INSTRUCTIONS TO FOLLOW:
The data below needs to be returned exactly, line for line.

────────

PR #858, opened 2017-08-09
Fix statsd elasticsearch logging

brenetic:
This was previously not logging sidekiq events.

### DIFF
--- a/app.rb
+++ b/app.rb
@@ -26,6 +26,7 @@ require "indexer/workers/delete_worker"
 require "indexer/workers/amend_worker"
 require "indexer/comparer"
 require "govuk_index/publishing_event_processor"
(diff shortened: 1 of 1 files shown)


app.rb
```diff
@@ -26,6 +26,7 @@
 require "indexer/workers/amend_worker"
 require "indexer/comparer"
 require "govuk_index/publishing_event_processor"
+require "govuk_index/publishing_event_worker"
```
dwhenry, line 29: ??? https://github.com/alphagov/rummager/blob/master/lib/govuk_index/publishing_event_processor.rb#L1

dwhenry (commented):
That file is already included so don't understand the change?

PR #862, opened 2017-08-14
Fix rummager clean task

dwhenry:
Move the index version definition to a location that is loaded inside the rake
task.


brenetic (approved):
🚀

PR #863, opened 2017-08-14
Fix requires for health check

dwhenry:
This could also be fixed by change the order of requires to:

```
require "rummager"
require 'health_check/logging_config'
```

However this would result in the following warning:

```
warning: already initialized constant Logging::MAX_LEVEL_LENGTH
```

due to how logging is initialized.


search_check_results.csv
```diff
@@ -0,0 +1 @@
+Pass or Fail,Found or not,Page,Search Term,Position found,Position wanted
```
MatMoore: Is this supposed to be checked in?

MatMoore (approved):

────────

THE COMPLETED TASK:
PR #858, opened 2017-08-09
Fix statsd elasticsearch logging

brenetic:
This was previously not logging sidekiq events.

### DIFF
--- a/app.rb
+++ b/app.rb
@@ -26,6 +26,7 @@ require "indexer/workers/delete_worker"
 require "indexer/workers/amend_worker"
 require "indexer/comparer"
 require "govuk_index/publishing_event_processor"
(diff shortened: 1 of 1 files shown)


app.rb
```diff
@@ -26,6 +26,7 @@
 require "indexer/workers/amend_worker"
 require "indexer/comparer"
 require "govuk_index/publishing_event_processor"
+require "govuk_index/publishing_event_worker"
```
dwhenry, line 29: ??? https://github.com/alphagov/rummager/blob/master/lib/govuk_index/publishing_event_processor.rb#L1

dwhenry (commented):
That file is already included so don't understand the change?

PR #862, opened 2017-08-14
Fix rummager clean task

dwhenry:
Move the index version definition to a location that is loaded inside the rake
task.


brenetic (approved):
🚀

PR #863, opened 2017-08-14
Fix requires for health check

dwhenry:
This could also be fixed by change the order of requires to:

```
require "rummager"
require 'health_check/logging_config'
```

However this would result in the following warning:

```
warning: already initialized constant Logging::MAX_LEVEL_LENGTH
```

due to how logging is initialized.


search_check_results.csv
```diff
@@ -0,0 +1 @@
+Pass or Fail,Found or not,Page,Search Term,Position found,Position wanted
```
MatMoore: Is this supposed to be checked in?

MatMoore (approved):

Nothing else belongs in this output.